Reproduce exactly, with no other output, every line of the data below from the line containing "This is actually" to the end, inclusive.

::::::

PR #914, opened 2025-05-21
languages/rust: add rustaceanvim dependency rustfmt

Noah765:
Rust formatting doesn't work when `rustfmt` isn't available in your `$PATH`. The `ft_rust` plugin, which provides the `:RustFmt` command and autoformatting and exposes an option called `g:rustfmt_command`. However, this option only accepts the name of an executable in `$PATH`, not the full path to the executable (see https://neovim.io/doc/user/ft_rust.html). Therefore, we must add `rustfmt` to `extraPackages`.

## Sanity Checking

- Style and consistency
- Package(s) built:
  - [ ] `.#maximal`
- Tested on platform(s)
  - [x] `x86_64-linux`
  - [ ] `aarch64-linux`
  - [ ] `x86_64-darwin`
  - [ ] `aarch64-darwin`

---


horriblename:
note that `ft_rust` comes builtin with neovim, and is not part of rustaceanvim.

formatting in language modules are typically handled by either conform.nvim or the LSP. I don't really see a reason to change that for rust.

Noah765:
My explanation of why I called `rustfmt` a dependency of `rustaceanvim`, and how that relates to `ft_rust`, was a bit lacking. I updated the description of this PR and the commit message.

Noah765:
To reiterate, `rust-analyzer` is the de facto LSP client for Rust, and Conform is disabled by default. The formatting functionality of `rust-analyzer` does not work when `rustfmt` is unavailable. Currently, this is the default behavior. Depending on packages being available in `$PATH` goes against core Nix principles.
To avoid such system-dependent behavior, I think `rustfmt` should be provided by default.
However, I agree that there should be an option to override the package, or even set it to null to explicitly depend on `rustfmt` being in `$PATH`. I considered reusing the `format.package` option, but that might cause confusion because the `package` option would affect formatting even when `format.enable` is set to false. I think adding an option, maybe to the `lsp` options, may be the best solution. Undoing https://github.com/NotAShelf/nvf/pull/900 would also work, of course. What are your thoughts?

horriblename:
ahh, I missed that part, sorry. 

so the options are

1. revert #900, manage rustfmt via conform (:RustFmt is borked)
2. add rustfmt to extraPackages (:RustFmt and rust-analyzer works)
3. configure rust-analyzer to use a specific rustfmt package (:RustFmt is borked)

I'm slightly leaning towards 3, CC @NotAShelf for a second opinion

ckoehler:
>     1. revert [fix: disable Conform for Rust #900](https://github.com/NotAShelf/nvf/pull/900), manage rustfmt via conform (:RustFmt is borked)

In my experience it was actually Conform that was broken (not respecting `rustfmt.toml` config); :RustFmt worked fine.

Noah765:
> I'm slightly leaning towards 3, CC @NotAShelf for a second opinion

If there aren't any negative consequences, I think it would make more sense to support both by default. One negative consequence of adding `rustfmt` to `extraPackages` might be confusion over why `:RustFmt` is only supported when `cfg.lsp.enable` or `cfg.dap.enable` is true, i.e. when `rustaceanvim` is installed. However, not supporting `:RustFmt` at all might cause even more confusion because its behavior would be inconsistent across systems, even when everything is enabled. @NotAShelf, what do you think?

> I did have `rustfmt` in my path, but wherever it's coming from, it was actually from the Nix store for me. So I think adding it as an extra package wouldn't add extra space to my install, at least?

Adding `rustfmt` should only increase your installation size if you haven't installed it at all, in which case most users probably want it to be installed, or if you installed a different version than the one `nvf` would install by default. In the latter case, it would be helpful to provide an option to override the package being used.

> So once it's installed, using it should be pretty easy with [config](https://rust-analyzer.github.io/book/configuration#rustfmt.overrideCommand), right?

Once `rustfmt` is installed, formatting should work as expected. The [analyzer settings](https://rust-analyzer.github.io/book/configuration#rustfmt.extraArgs) should also work, because the analyzer delegates formatting to `rustfmt`, and the way that is installed shouldn't matter.

---

On an unrelated note, `clippy` isn't currently installed by default. However, when installed, `rustaceanvim` automatically uses it to provide additional useful lints. I think there should be an `extraDiagnostics` option with `clippy` as a default diagnostics provider. If you agree, I am willing to create a PR to add it. I just need to know if extra diagnostics should always be managed by `nvim-lint`, as is done for other languages. Alternatively, if `clippy` is enabled via `rustaceanvim`, it could potentially eliminate the need to install `nvim-lint`.

ckoehler:
Thanks for doing all this! I don't think I care where rustfmt or clippy come from. I may still use rustup if needed. But as long as I get the latest version of Rust + components, I'll be happy.

ckoehler (approved):

PR #915, opened 2025-05-21
languagaes/neorg: fix grammar packages

Soliprem:
blorb, nixpkgs moment. They deleted neorg grammars.

Currently doesn't build

### DIFF
--- a/docs/release-notes/rl-0.8.md
+++ b/docs/release-notes/rl-0.8.md
@@ -463,3 +463,6 @@
   leverage the pattern introduced in commit [fc8206e7a61d ("flake: utilize
   nix-systems for overridable flake systems")](
   https://github.com/NotAShelf/nvf/commit/fc8206e7a61d7eb02006f9010e62ebdb3336d0d2).
+
+[soliprem](https://github.com/soliprem):
+- fix broken `neorg` grammars
--- a/modules/plugins/notes/neorg/config.nix
+++ b/modules/plugins/notes/neorg/config.nix
@@ -35,7 +35,7 @@ in {
 
     (mkIf cfg.treesitter.enable {
       vim.treesitter.enable = true;
-      vim.treesitter.grammars = [cfg.treesitter.norgPackage];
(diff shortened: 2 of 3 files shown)


NotAShelf (changes requested):
I'm not very keen on accepting a PR that just disables things. It is our responsibility to provide the migration instead of telling the user what to do.

TLDR; figure out why it was removed, package it, and readd the grammar from our own packages.

Soliprem:
the reason it was removed from nixpkgs is that they say that neorg handles the installation on its own, iirc. The reason why I put a disable + warn is that I'm pretty sure this will cause a build failure when we eventually update nixpkgs, and at this time I don't have time to figure out the build because graduation + exam session is coming up irl. So as a temporary solution I thought of disabling + warn. I'll try to see if there's something better that I can get to, though

NotAShelf:
If neorg handles installation on its own, that is bad news for us. We might need to patch the neorg plugin. I'm going to take a look at this myself tomorrow evening.

Soliprem:
was thinking of doing something akin to what nixpkgs did

```nix
norg = pkgs.tree-sitter.buildGrammar {
  language = "norg";
  version = "0.0.0+rev=d89d95a";

  src = pkgs.fetchFromGitHub {
    owner = "nvim-neorg";
    repo = "tree-sitter-norg";
    rev = "d89d95af13d409f30a6c7676387bde311ec4a2c8";
    hash = "sha256-z3h5qMuNKnpQgV62xZ02F5vWEq4VEnm5lxwEnIFu+Rw=";
  };

  meta.homepage = "https://github.com/nvim-neorg/tree-sitter-norg";

};
```
but maybe handling the fetching with npins instead of manually doing it

NotAShelf (approved):
LGTM. I'm assuming you've tested this?

NotAShelf:
Almost forgot, please add an entry to the changelog.

Soliprem:
yep, tested and worked fine on my machine. Would appreciate a second test to make sure it's not some weird "my machine has weirdness" situation though 
(adding changelog now)

NotAShelf (approved):

NotAShelf:
cheers

PR #921, opened 2025-05-27
fix tree-sitter parser packages

BarryLabs:
I guess "nvim-treesitter.builtGrammars" got removed and replaced with "nvim-treesitter-parsers" however it didnt have the norg parser I wanted so I replaced the default options with "pkgs.tree-sitter-grammars" to keep it uniform for now.

### DIFF
--- a/lib/types/languages.nix
+++ b/lib/types/languages.nix
@@ -30,7 +30,7 @@
 
   mkGrammarOption = pkgs: grammar:
     mkPackageOption pkgs ["${grammar} treesitter"] {
-      default = ["vimPlugins" "nvim-treesitter" "builtGrammars" grammar];
+      default = ["tree-sitter-grammars" grammar];
     };
 in {
   inherit diagnostics diagnosticSubmodule mkGrammarOption;
--- a/lib/types/languages.nix
+++ b/lib/types/languages.nix
@@ -30,7 +30,7 @@
 
   mkGrammarOption = pkgs: grammar:
     mkPackageOption pkgs ["${grammar} treesitter"] {
-      default = ["tree-sitter-grammars" grammar];
+      default = ["vimPlugins" "nvim-treesitter" "builtGrammars" grammar];
     };
 in {
   inherit diagnostics diagnosticSubmodule mkGrammarOption;
--- a/configuration.nix
+++ b/configuration.nix
@@ -248,6 +248,7 @@ isMaximal: {
         cmp.enable = isMaximal;
       };
       codecompanion-nvim.enable = false;
+      avante-nvim.enable = isMaximal;
     };
 
     session = {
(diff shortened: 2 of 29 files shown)


NotAShelf (changes requested):
Looks good, thank you for the PR.

THere is one missing function that needs to be handled as well, `mkGrammarOption` found in the extended library will construct package options *explicitly* for `builtGrammars`, which means all language modules will continue trying to pull `builtGrammars`.

BarryLabs:
i think its good now, appreciate the project :)

NotAShelf:
Seems the documentation preview was not updated, could you give me a little bit? I need to double-check something, but I'm off my computer right now. I'll be back in an hour or two, and I can give you a final review.

NotAShelf:
Oops, the CI seems to be failing. If it fails for Nix grammar, I imagine there is an inconsistency in most other language modules as well.

BarryLabs:
!

Ok ill be back

lib/types/languages.nix
```diff
@@ -30,7 +30,7 @@
 
   mkGrammarOption = pkgs: grammar:
     mkPackageOption pkgs ["${grammar} treesitter"] {
-      default = ["vimPlugins" "nvim-treesitter" "builtGrammars" grammar];
+      default = ["tree-sitter-grammars" grammar];
```
horriblename, line 33: as far as I remember pkgs.tree-sitter-grammars does not work as a nvim plugin, are you sure this works?

BarryLabs: I see, I havent had a moment to take a look since.

BarryLabs:
It builds now except for this norg grammar...

We're still referencing pkgs.vimPlugins.nvim-treesitter.norg or whatever it was exactly.

horriblename:
not sure what happened to your git history, but it's including a lot of unrelated changes in [3656f9f](https://github.com/NotAShelf/nvf/pull/921/commits/3656f9f6c5e0c8724f6018313ce703768bf7fd89)

in any case, I'm getting this on trying to run `.#minimal`:

```
error: A definition for option `vim.startPlugins."[definition 36-entry 1]"' is not of type `null or package or one of "blink-cmp", "aerial-nvim", "alpha-nvim", ...(shortened)..., "vim-repeat"'. Definition values:
- In `/nix/store/m89sr4423yaxby8jqz6363lbai7qgcbb-source/modules/plugins/treesitter/config.nix': "nvim-treesitter"
```

BarryLabs:
I went crazy with the builder functions and reversed most of them such that it builds my current config but CSS "prettier" and the norgpackage functions are still issues.

I was testing it live and I settled here as I didnt want to alter a large portion of the codebase without at least some conversation about it.

I am quite stumped how when I hardcode the norg grammar as a default in the "change default?" change, it still expects the previous package...?

PR #935, opened 2025-06-03
build: fix plugin overrides from fetchers

horriblename:
This is actually the worst PR I have ever made in my life


horriblename:
superseded by 939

::::::

Your solution
This is actually the worst PR I have ever made in my life


horriblename:
superseded by 939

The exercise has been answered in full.